The total value of KiwiSaver funds fell by more than $2 billion in the third quarter as the prospect of interest rates staying higher for longer saw equity market values fall.
Morningstar’s quarterly KiwiSaver Survey for the three months ended 30 September found almost all KiwiSaver funds produced negative returns from -1 percent for the conservative category to -3.1 percent for the aggressive category.
Morningstar data director Greg Bunkall said equity markets sold off in the September quarter as prospects for higher interest rates set in, which also saw a sharp repricing in bond markets.
“As for default funds, Super Life fared the best during the quarter, losing the least,” the report said.
“Over longer periods, Quay Street, Milford, and Generate all continue to perform well across the categories in most periods.”
However, the report also highlighted the long-term returns offered by KiwiSaver schemes.
The report said aggressive investment category gave investors an average annualised return of 8.0 percent over 10 years, followed by growth (7.6 percent), balanced (6.1 percent), moderate (4.3 percent), and conservative (3.9 percent).

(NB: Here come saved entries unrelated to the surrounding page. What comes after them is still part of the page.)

PR #1266, opened 2017-10-15
Add Crowdin config file.

JimiC:
**_Fixes #1194_**

**Changes proposed:**

- [x] Add

**Things I've done:**


JimiC:
This PR just enables the usage of the service. It doesn't change the translations as of yet.

robertohuertasm:
@JimiC, it seems that I have to provide the `source file` and then a path to different supported langs.

image

I guess we should separate `locale` into different folders? Let's say `locale\source` and `locale\translations`? I'll wait for your instructions before proceeding 😉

“Locally, in the near term, upside risks from migration and fiscal policy could add to domestic demand and slow the expected pace of disinflation,” the report said.
“This is somewhat countered by downside risks to global growth. These risks are being accentuated by geostrategic and geopolitical shifts.
“Some have been positive for US growth, such as reshoring at the expense of China.
“However, recent Middle East tension and higher oil prices add complexity to the required disinflation process.”